The Christoffel symbols are used to represent a covariant derivative in a specified coordinate system. They are a feature of the interaction between the coordinate system and the tensor fields involved. The covariant derivative itself is a coordinate-independent object and does not rely on Christoffel symbols.

Usually in practice, tensors and vectors are represented in coordinate systems, so that for a covariant derivative, we want to know its representation in a particular coordinate system. But coordinate systems are not needed in all cases, and in coordinate-free cases covariant derivatives can be specified perfectly well without using Christoffel symbols.
What is used in place of christoffels in coordinate free covariant derivative?

More to the point, the Christoffel symbols (or, more generally, connection coefficients) are defined as the components of the covariant derivatives of your basis vectors. Sticking to a holonomic basis, you have
$$\nabla_a \partial_b = \Gamma_{ab}^c \partial_c.$$
In the case of the Levi-Civita connection, the Christoffel symbols take the form mentioned in #2 in any coordinate system. There is nothing strange about this form, it contains a number of sums of derivatives of functions, that is it. Each metric component is a function of the coordinates and the derivatives are your regular partial derivatives with respect to the coordinates. However, that expression is notoriously cumbersome from a bookkeeping perspective to actually use to compute the Christoffel symbols.

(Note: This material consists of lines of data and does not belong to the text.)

PR #646, opened 2023-01-03
Heimdall App implementation

0xKrishna:
# Description

In this PR the goal is to implement heimdall interface using heimdallApp, So that we can directly communicate b/w bor & heimdall while they are running as a single process.

Some changes in this PR are also done to remove cyclic dependency, Basically some unused code which was creating that cyclic dependency is commented out.

Also the flags to run heimdall is marked as WIP so that people don't use it as of now, We will release this feature with proper doc after milestone HF.
# Changes

# Checklist

# Cross repository changes

    - In case link the PR here:
    - In case link the PR here:

## Testing

- [ ] I have added unit tests

### Manual tests

# Additional comments


consensus/bor/heimdallapp/state_sync.go
```diff
@@ -0,0 +1,51 @@
+package heimdallapp
+
+import (
+	"context"
+	"encoding/json"
```
JekaMas, line 5: Should we use json-iter instead?

0xKrishna: I am not sure, I used what I generally use to do json marshal/unmarshal, Also I checked other implementations of IHeimdallClient, We are using `encoding/json` there as well, Let me know if you want me to change/update.

temaniarpit27 (approved):

temaniarpit27 (approved):

consensus/bor/heimdallapp/checkpoint.go
```diff
@@ -0,0 +1,50 @@
+package heimdallapp
+
+import (
+	"context"
+	"encoding/json"
```
JekaMas, line 5: Could you use go-iterator instead?

0xKrishna: Okay

JekaMas: and in other places is the same

consensus/bor/heimdallapp/state_sync.go
JekaMas: check other places - we started using go-iterator for quite a while

consensus/bor/heimdallapp/checkpoint.go
0xKrishna: Are you talking about this one ? https://pkg.go.dev/google.golang.org/api/iterator

0xKrishna: I think you were talking about this, My bad
https://pkg.go.dev/github.com/json-iterator/go

consensus/bor/heimdallapp/checkpoint.go
```diff
@@ -0,0 +1,50 @@
...
+	log.Info("Fetched checkpoint", "number", number)
+
+	resBytes, err := json.Marshal(res)
+	if err != nil {
+		return nil, err
+	}
+
+	var checkpoint checkpoint.Checkpoint
+
+	err = json.Unmarshal(resBytes, &checkpoint)
```
JekaMas, line 44: why we marshall to unmarshall then?

consensus/bor/heimdallapp/client.go
```diff
@@ -0,0 +1,27 @@
...
+
+func NewHeimdallAppClient() *HeimdallAppClient {
+	return &HeimdallAppClient{
+		hApp: service.GetHeimdallApp(),
+	}
+}
+
+func (h *HeimdallAppClient) Close() {
+	// Nothing to close as of now
+	log.Debug("Shutdown detected, Closing Heimdall App conn")
```
JekaMas, line 26: maybe warn level logging?

consensus/bor/heimdallapp/checkpoint.go
JekaMas: that one

JekaMas (approved):

consensus/bor/heimdallapp/state_sync.go
0xKrishna: Yes ser, On it

consensus/bor/heimdallapp/checkpoint.go
0xKrishna: To convert the response from `types.Checkpoint` to `checkpoint.Checkpoint`
Basically they have similar data but one is from heimdall repo (from where we are fetching checkpoint) and other is bor repo's checkpoint object.

0xKrishna: We can't directly assign as the data and json tags are same, But their internall types are different.

https://github.com/maticnetwork/heimdall/blob/develop/types/header.go#L9

https://github.com/maticnetwork/bor/blob/develop/consensus/bor/heimdall/checkpoint/checkpoint.go#L10

consensus/bor/heimdallapp/span.go
```diff
@@ -38,23 +37,10 @@ func toSpan(hdSpan *hmTypes.Span) *span.HeimdallSpan {
...
-	// set validator map
-	validatorsMap := make(map[common.Address]int, len(set.Validators))
-
-	for i, val := range set.Validators {
-		validatorsMap[val.Address] = i
-	}
-
-	set.SetMap(validatorsMap)
-
-	set.SetTotalVotingPower(vs.TotalVotingPower())
```
JekaMas: Don't we need to fill all fields?

0xKrishna: Nope, That is calculated in validator-set while processing. In other ways of communications (HTTP/gRPC) also we don't set totalVotingPower and the validator map as they are anyway calculated.

PR #651, opened 2023-01-06
consensus/bor: handle unauthorized signer in consensus.Prepare

manav2401:
# Description

This PR checks if the current signer (of a node) is eligible for mining (i.e. existing in a validator set) very early in `consensus.Prepare()`. Earlier it used to perform this check in `consensus.Seal()` which is too late in our case. It seems suitable for a PoW based network where you're not supposed to check eligibility to mine a block and try mining it whatever the case. In our case, a node which is not in the validator set will try to produce a block (prepare header, pick transactions by performing sorting in txpool, execute them, add state-sync by interacting with heimdall) and then in the last step before signing, it will know that it's not authorized to produce this block (i.e. does not exist in the validator set). This seems very unoptimised as we're wasting resources on things we're not supposed to do. 

# Changes

# Breaking changes

# Checklist

# Cross repository changes

    - In case link the PR here:
    - In case link the PR here:

## Testing

- [ ] I have added unit tests

### Manual tests

# Additional comments

### DIFF
--- a/consensus/bor/bor.go
+++ b/consensus/bor/bor.go
@@ -676,6 +676,13 @@ func (c *Bor) Prepare(chain consensus.ChainHeaderReader, header *types.Header) e
 
 	currentSigner := *c.authorizedSigner.Load()
 
+	// Bail out early if we're unauthorized to sign a block. This check also takes
+	// place before block is signed in `Seal`.
+	if !snap.ValidatorSet.HasAddress(currentSigner.signer) {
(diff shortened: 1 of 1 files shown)


manav2401:
I'd like to test these changes on a node. More than that, I'd like to know the reason for why this check was not added in prepare in the first place.

JekaMas (approved):

pratikspatil024 (approved):

PR #657, opened 2023-01-11
Added checks to RPC requests and introduced new flags to customise the parameters

pratikspatil024:
This PR adds

- 2 limits related to RPC requests and return messages 
  1. limits the maximum number of requests in a batch (default 100 requests)
  2. limits the maximum size of the result of the request (default 100000 bytes)
- and introduces 2 flags - 
  1. `rpcbatchlimit` - Maximum number of messages in a batch
  3. `rpcreturndatalimit` - Maximum size (in bytes) a result of an rpc request could have

This gives a node more control over the requests that are being sent to it and make sure that they do not consume a big part of the memory.


cffls (approved):

JekaMas (approved):

moraesjeremias:
Hey @pratikspatil024 thanks for this contribution to bor client.
I'd like to know where `rpc.batchlimit` and `rpc.returndatalimit` default values (100 and 100000, respectively) came from? 

Did you run internal perf tests to evaluate best values for both limits? Could you share any info related to these default thresholds?

I appreciate all shared info!

pratikspatil024:
Hi, @moraesjeremias thanks for the question.

We observed that if these two limits are absent, then the  CPU usage will go high, and thus the process running bor will stop.
We tested these values for different types of machines and concluded that it's safe to use lower default values for both parameters. I agree that 200 and 100000 default values (respectively) will also work for a higher-spec machine, but it's up to the user to configure this for his/her client.

Also, Erigon is using these same values, so it was better to use the same in bor for consistency.

PR #666, opened 2023-01-13
Added hardfork related checks and updated existing tests

pratikspatil024:


miner/worker_test.go
```diff
@@ -810,11 +812,13 @@ func BenchmarkBorMiningBlockSTMMetadata(b *testing.B) {
 				b.Fatalf("failed to insert new mined block %d: %v", block.NumberU64(), err)
 			}
 
-			// check for dependencies
-			deps := block.TxDependency()
-			for i := 1; i < block.Transactions().Len(); i++ {
-				if deps[i][0] != uint64(i) || deps[i][1] != uint64(0) || deps[i][2] != uint64(i-1) || len(deps[i]) != 3 {
-					b.Fatalf("wrong dependency")
+			// check for dependencies for block number > 4
+			if block.NumberU64() > 4 {
```
cffls, line 816: Can you add a check that, when block number is less than 4, block.TxDependency is nil?

pratikspatil024: Oh yes, my bad. Thanks.

cffls (approved):
LGTM, thank you!

PR #671, opened 2023-01-15
chg : trieTimeout from 60 to 10 mins

0xsharma:
# Description
In this PR we resolve an issue of huge rewinds. `trieTimeout`/`trieTimeLimit` is responsible for the frequency of storing block state to the persistent db for a full node. It was set to 60 minutes which resulted in huge gap between states of blocks in the persistent memory. We have reduced this gap to 10 minutes which will increase the frequency of storing the block states to the persistent database.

A less cumbersome way is noticing that the Euler-Lagrange equations that make the integral
$$\frac{1}{2}\int g_{ab} \dot x^a \dot x^b ds$$
stationary are the geodesic equations. From writing down the EL equations, you therefore obtain the geodesic equations and you can just identify the Christoffel symbols of the Levi-Civita connection from there (noticing that the Levi-Civita connection by definition is torsion-free, i.e., the Christoffel symbols are symmetric in the lower two indices).
Should that integral be with respect to dt not ds?

Should that integral be with respect to dt not ds?
What you call the curve parameter is of course conpletely irrelevant. I would strongly recommend against calling it t as that would be easily confused with the time coordinate of many coordinate systems.

What you call the curve parameter is of course conpletely irrelevant. I would strongly recommend against calling it t as that would be easily confused with the time coordinate of many coordinate systems.
It's just that ds is normally used to calculate an interval.

It's just that ds is normally used to calculate an interval.
So what? That does not mean it is not useful for anything else. In this case it is precisely the same s.